Ингрид стало очень жалко отца Нафана. Улав внезапно коснулся её кончиков пальцев под столом.
– Ингрид, конечно, из-за вашего доверия не тому человеку вы чуть не стали соучастником преступления. Вас использовали, но всё же благодаря вашей сообразительности… именно вы не допустили уничтожение Междумирья. Мы все здесь боимся предположить, что случилось бы, если бы план Нафана был претворён в жизнь целиком. Наша серьёзная ошибка в том, что мы оказались настолько невнимательны к причине, когда боролись со следствием… – резюмировала Архонтисса.
На душе Ингрид отлегло.
– Когда Хельга после вашего исчезновения пришла к нам, – заговорил Деметрос Аркелай. – Она помянула вскользь, что перед соревнованием по биатлону вы потеряли сознание. Как дочь целителя, Хельга позволила себе рассмотреть вас без ограничителя и… я должен попросить прощения за то, что мы слишком много возложили на ваши плечи… Вы доверительно рассказывали некоторые случаи Георгу Меркурию, но я не считал должным расспросить брата о вас внимательней. Мне стоило позаботиться об этом более. Простите нас, пожалуйста. Я был очень не прав… Я виноват как перед вами, так и перед всем Междумирьем.

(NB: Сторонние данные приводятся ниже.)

PR #1551, opened 2023-04-12
oci: support resolv.conf and --dns

### LINKED ISSUE #1472: Support `resolv.conf` and `--dns` in `--oci` mode
In the native runtime, an `/etc/resolv.conf` file is prepared and mounted in to the container by default. If the `--dns` flag is not provided then the content of this file is the same as `/etc/resolv.conf` on the host.

The `--dns` flag allows custom dns servers to be set for the container. If specified, the `/etc/resolv.conf` that is bound into the container will be overridden to contain only `nameserver` entries for the specified DNS servers.

The experimental `--oci` mode currently has no resolv.conf handling, so DNS setup has to been done manually. The `--oci` mode should implement the same approach as the native runtime.

The implementation in the native runtime can be used for guidance. Note the utility function `files.ResolvConf` that is available.

https://github.com/sylabs/singularity/blob/7d8e39cae31b33119bc6660c7b8e7f7f522fc40b/internal/pkg/runtime/engine/singularity/container_linux.go#L2209

preminger:

Brought handling of `resolv.conf` and `--dns` flag in OCI mode on par with their behavior in native mode.

In particular: an `/etc/resolv.conf` file is always created in the OCI container. If a `--dns` argument is provided, its contents (a comma-separated list of IPs of nameservers) determines the content of this `resolv.conf` file. Otherwise, the content is taken from the host's `/etc/resolv.conf` file.

 - Fixes #1472


preminger:
Unless I've missed something, there's nothing in the current e2e suite that tests `--dns`, or this `resolv.conf` functionality more generally, not even in native mode... If this is indeed the case, perhaps we should open a separate github issue to write e2e tests for this functionality in both modes?

preminger:
For now, I've added some e2e tests here for both native- and OCI-mode `--dns`. There are two tests for each mode: one with google's DNS servers, and one with cloudflare's. The idea here is that you want to _really_ test the `--dns` functionality, and there's a chance the CI environment already has its DNS servers set to, e.g., google's, in which case that particular test wouldn't truly be testing the functionality of overriding the host's DNS servers.

internal/pkg/runtime/launcher/oci/launcher_linux.go
```diff
@@ -347,6 +351,43 @@ func (l *Launcher) updatePasswdGroup(rootfs string, uid, gid uint32) error {
...
+	} else {
+		resolvConfData, err = os.ReadFile(hostResolvConfPath)
+		if err != nil {
+			return fmt.Errorf("could not read host's resolv.conf file: %w", err)
+		}
+	}
+
+	stat, err := os.Stat(containerEtc)
+	if os.IsNotExist(err) || !stat.IsDir() {
+		sylog.Warningf("container does not contain an /etc directory; skipping resolve.conf configuration")
```
dtrudg, line 380:
```suggestion
		sylog.Warningf("container does not contain an /etc directory; skipping resolv.conf configuration")
```

dtrudg (changes requested):
This looks good, test approach seems fair to me.

The only additional thing we need to do is make sure that resolv.conf is left alone if `config resolv_conf = no` in `singularity.conf`, i.e. `l.singularityConf.ConfigResolvConf` is false in the launcher code.

The majority of manipulations of files or binds are gated by a setting in `singularity.conf`. It's worth a look in there to check whether there is a relevant option to consider. Apologies for not raising this in the issue.

dtrudg:
Actually.... I'm going to change track here. Let's accept this as is, and I'll add the code that honours the singularity.conf directive to my PR for those.... makes sense to keep together with the relevant config tests.

dtrudg:
Added the singularity.conf directive conditional to https://github.com/sylabs/singularity/pull/1554 - where all the others are addressed.

PR #1539, opened 2023-04-11
fix: oci: enter cgroup before executing crun as non-root

dtrudg:
## Description of the Pull Request (PR):

When executed from a root-owned cgroup, such as the session scope resulting from a bare ssh login, crun will fail to create our requested container cgroup.

If we are running as non-root, create and move into a user-owned cgroup, so that there's a common user-owned ancestor. This avoids the `crun` error.

Note that no workaround is needed for `runc` as it is able to create the requested container cgroup without any issue.

### This fixes or addresses the following GitHub issues:

 - Fixes #1538 

#### Before submitting a PR, make sure you have done the following:

- Read the [Guidelines for Contributing](https://github.com/sylabs/singularity/blob/main/CONTRIBUTING.md), and this PR conforms to the stated requirements.
- Added changes to the [CHANGELOG](https://github.com/sylabs/singularity/blob/main/CHANGELOG.md) if necessary according to the [Contribution Guidelines](https://github.com/sylabs/singularity/blob/main/CONTRIBUTING.md)
- Added tests to validate this PR, linted with `make check`  and tested this PR locally with a `make test`, and `make testall` if possible (see CONTRIBUTING.md).
- Based this PR against the appropriate branch according to the [Contribution Guidelines](https://github.com/sylabs/singularity/blob/main/CONTRIBUTING.md)
- Added myself as a contributor to the [Contributors File](https://github.com/sylabs/singularity/blob/main/CONTRIBUTORS.md)

PR #1570, opened 2023-04-17
fix: oci: Don't create cgroup for crun on v1 / cgroupfs

### LINKED ISSUE #1569: crun --oci cgroup nesting causes error on cgroups  v1 as non-root
**Version of Singularity**

main

**Describe the bug**

After #1539 attempting to run a container in `--oci` mode on a cgroups v1 system using `crun` will fail with an error. This can be seen in the e2e-tests on RHEL8...

```
    === CONT  TestE2E/PAR/DOCKER/ordered/user/OCIUser
        docker.go:919:
            "/usr/bin/singularity run --oci docker://sylabsio/docker-user" output:
            FATAL:   while applying crun cgroup workaround: couldn't create cgroup manager: rootless cgroups requires cgroups v2
```

**To Reproduce**

`singularity run --oci docker://sylabsio/docker-user` on a system using cgroups v1 and crun (not runc).

**Expected Behavior**

Under cgroups v1 as a normal user, we cannot create a cgroup to move into before calling `crun`,  so we should not try to do this.

In this mode of operation (cgroups v1, unprivileged), `crun` won't be trying to do the same cgroup manipulation as on a v2 system. Therefore we (a) generally don't hit the issue #1539 works around... and (b) have no ability to rectify any cgroup constraints that will cause a different failure.

dtrudg:

If we are running under cgroups v1 or with the cgroupfs manager (i.e. not systemd as cgroup manager), do not attempt to enter a cgroup at startup with crun. We cannot create a cgroup unprivileged in this situation.

Under cgroups v1, crun will not perform the cgroups manipulation that leads to the issue we worked around in #1539. Any other issue with the cgroup that we are in at launch cannot be rectified, either.

 - Fixes #1569 

### DIFF
--- a/internal/pkg/runtime/launcher/oci/launcher_linux.go
+++ b/internal/pkg/runtime/launcher/oci/launcher_linux.go
@@ -21,6 +21,7 @@ import (
 
 	"github.com/container-orchestrated-devices/container-device-interface/pkg/cdi"
 	"github.com/google/uuid"
+	lccgroups "github.com/opencontainers/runc/libcontainer/cgroups"
 	"github.com/opencontainers/runtime-spec/specs-go"
 	"github.com/sylabs/singularity/internal/pkg/buildcfg"
 	"github.com/sylabs/singularity/internal/pkg/cache"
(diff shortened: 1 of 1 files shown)


preminger (approved):
LGTM!

PR #1594, opened 2023-04-24
oci: fix to not override HOME when container specifies USER (+ e2e test)

### LINKED ISSUE #1593: bug: HOME is overridden in OCI mode even if container specifies USER
As part of PR #1530, we introduced a bug where, in OCI mode, if the container specifies its own user, we'd still overwrite the `HOME` environment variable inside the container.

**To Reproduce**

```
singularity shell --oci docker://sylabsio/docker-user
2023/04/24 13:42:57  info unpack layer: 
...
Singularity> echo $HOME
/home/omer
Singularity> cd; pwd
/home/omer
Singularity>
```

**Expected behavior**

```
singularity shell --oci docker://sylabsio/docker-user
2023/04/24 13:42:57  info unpack layer: 
...
Singularity> echo $HOME
/home/testuser
Singularity> cd; pwd
/home/testuser
Singularity>
```

preminger:

In OCI mode, avoid overriding container's HOME environment variable if container specifies its own USER.

Also add e2e test of the above.

 - Fixes #1593

### DIFF
--- a/e2e/docker/docker.go
+++ b/e2e/docker/docker.go
@@ -883,35 +883,86 @@ func (c ctx) testDockerCMDQuotes(t *testing.T) {
 
 // Check that the USER in a docker container is honored under --oci mode
 func (c ctx) testDockerUSER(t *testing.T) {
+	dockerURI := "docker://sylabsio/docker-user"
 	tests := []struct {
-		name         string
-		expectOutput string
-		profile      e2e.Profile
+		name          string
+		cmd           string
+		args          []string
+		expectOutputs []e2e.SingularityCmdResultOp
+		profile       e2e.Profile
+		expectExit    int
 	}{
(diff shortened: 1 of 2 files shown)


dtrudg:
> Should the added e2e tests here (currently in e2e/docker/docker.go:936-966) go in a separate function called `issue1593()` or something of that sort, or is it okay to leave them where they are? The advantage of leaving them where they are, imo, is that the `testDockerUSER()` function _is_ where they belong, thematically speaking.

It's best that the go in testDockerUSER, where you put them. Generally the `issueXXX` tests are used for testing for regressions, where something doesn't neatly fit a more general test, or we want to be especially explicit about testing for a particular regression for some reason.

dtrudg (approved):
LGTM. Thanks!

PR #1597, opened 2023-04-25
Revamp passwd utility function

preminger:

_NOTE: This PR is a continuation of #1531. See additional discussion there._

The way the Passwd() utility-function (internal/pkg/util/fs/files/passwd.go:22) worked until now, it was only able to append a new line to what it got as input (from the base layer).

This meant that, for example, to override the homedir of a regular user, we would simply add a modified line (with the custom homedir) to the in-container /etc/passwd; but to override the homedir of root (when running singularity itself as root, or when running with `--fakeroot`), we couldn't do that – since there was already a "root" line in the base layer's /etc/passwd – and we resorted to an entirely different method, namely, overriding the `$HOME` environment variable upon container initialization.

In addition to being non-uniform, the approach involving environment variables can also give rise to an internally inconsistent state, where, when we're root inside the container, our $HOME is set to one thing (a custom homedir) but the /etc/passwd file still has `/root` as the homedir for the root user.

A more uniform approach, which also avoids this inconsistent state described above, is possible: change the Passwd() utility-function so that when "adding" a line to /etc/passwd it first checks if a line with the corresponding uid already exists, and if it does, replaces that specific line instead of appending a new line to the file.

### Performance considerations

The implementation in this PR involves calling `ParsePasswdLine()` from the [github.com/stat0s2p/etcpwdparse](https://pkg.go.dev/github.com/stat0s2p/etcpwdparse) package on every line in the /etc/passwd file (internal/pkg/util/fs/files/passwd.go:52).

If this turns out to be problematic from a performance perspective, we can replace it with strings.split or something similar to just pull out the first field of each /etc/passwd line (=the username), and using only that to judge sameness-of-users for the purposes of deciding whether to replace a line or append a new one.

### Related PRs

Bug #1529 was a failure to override root's homedir when running in OCI mode as root/fakeroot. It was fixed in PR #1530 using the environment-variables method described above, in order to maintain uniformity with the native-runtime mode, and in order to not have the fix depend on the redoing of Passwd() described here.


internal/pkg/runtime/engine/singularity/container_linux.go
```diff
@@ -2139,9 +2139,7 @@ func (c *container) addFilesMount(system *mount.System) error {
 }
 
 func (c *container) addIdentityMount(system *mount.System) error {
-	if (os.Geteuid() == 0 && c.engine.EngineConfig.GetTargetUID() == 0) ||
-		c.engine.EngineConfig.GetFakeroot() {
-		sylog.Verbosef("Not updating passwd/group files, running as root!")
+	if c.engine.EngineConfig.GetNoHome() {
```
dtrudg, line 2142: Sorry - on a second pass over it I don't think that this is what we want.

`--no-home` is just about not mounting the HOME directory into the container.

It's actually (confusingly) valid to do something like `--no-home --home /opt`... in which case HOME should be `/opt` in the container... but not  `/opt` will not be mounted from outside.

Also, if I'm user `dave`, then even if I run with `--no-home` then we need to make sure `dave` is present in the container `/etc/passwd`.

Apologies for not picking this up before. I will need to find a couple of hours to think about this and trawl through some old discussions from a few years ago to satisfy myself what the right approach is.

dtrudg (commented):
It LGTM apart from what I've mentioned in the native runtime code. That's on me... I need to think about it for a while. Apologies.

internal/pkg/runtime/engine/singularity/container_linux.go
dtrudg: Right... having combed through the code and the history of this in the morning... it looks to me like we should just always update the passwd/group file.

Let's do that... we're swapping 'don't update only if root' for 'always update'. On a Linux host you can certainly change root's home directory from `/root` if you want to. It's not necessarily a sensible thing, but you can do it... so `--home` should do it too, for consistency.

If I've missed anything... we've got a few months for it to surface before this goes out in a 4.0 :-)

dtrudg (dismissed):

dtrudg (approved):

PR #1659, opened 2023-05-08
oci: support --overlay

### LINKED ISSUE #1478: Support `--overlay` in `--oci` mode (directory)
When `--overlay <directory>` is specified on an `--oci` `run/exec/shell` command, then _directory_ should be mounted as an overlay on top of the rootfs of the container. This will allow any changes in the container filesystem to be persisted, and re-used across different runs.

Ингрид сидела удивлённой: впервые взрослый попросил у неё прощения за то, на что она и не обижалась. Она даже не знала, как реагировать.
Вдруг раздался низкий скрипучий голос Елены Евпсихии:
– А мой сын сейчас лишился рассудка. И вряд ли придёт в себя…
Через минутное молчание Ингрид сказала:
– Я бы хотела увидеть Нафана.
Георг Меркурий посмотрел на неё:
– Вы уверены?
– Да, я хочу посмотреть в глаза человеку, из-за которого я чуть не погибла.
– Я протестую! – внезапно выкрикнул Григорий Амос, открыв лицо с отёкшими от слёз глазами.
– А вы теперь не можете протестовать. Ингрид имеет на это право, – ответила Архонтисса.
Ингрид почувствовала за собой стену, на которую можно было опереться. Это было новое, незнакомое ей ранее ощущение.
– На этом, я полагаю, всё, – сказал Георг Меркурий.
– Да, теперь можно навестить Нафана, – ответила Княгиня.
Беседа была окончена. Георг вывел Ингрид и Улава за дверь, сам остановился в проёме и сказал в сторону Княгини и брата:
– Наживать врага в лице Ингрид ещё страшнее, чем в лице Нафана…
– Конечно… – ответил пар Диакирин, который молча слушал всё это время. – За неё ангелы заступились…
Николас Трисмегист тоже вышел вслед за Георгом Меркурием: он был сильно разочарован Фосфоросом-старшим, а ведь когда-то тот подавал большие надежды как блестящий алхимик… Пар Диакирин остался внутри, чтобы поддержать Фосфоросов. Как бы ни было тяжело быть преступником, а быть родителями преступника – ещё тяжелее. Княгиня и Деметрос Аркелай должны были посоветоваться о том, что делать дальше.
У двери уже раздавались радостные крики друзей Ингрид. Улав громко объявил, что дело расследовано и Ингрид остаётся с ними. Хельга, Артемида, Сольвей, Эдвард, Инно, Эрин и другие бросились её обнимать и поздравлять, но Ингрид остановила их рукой:
– Подождите. Сначала надо закончить всё. И радоваться мы будем, только когда вернутся войска.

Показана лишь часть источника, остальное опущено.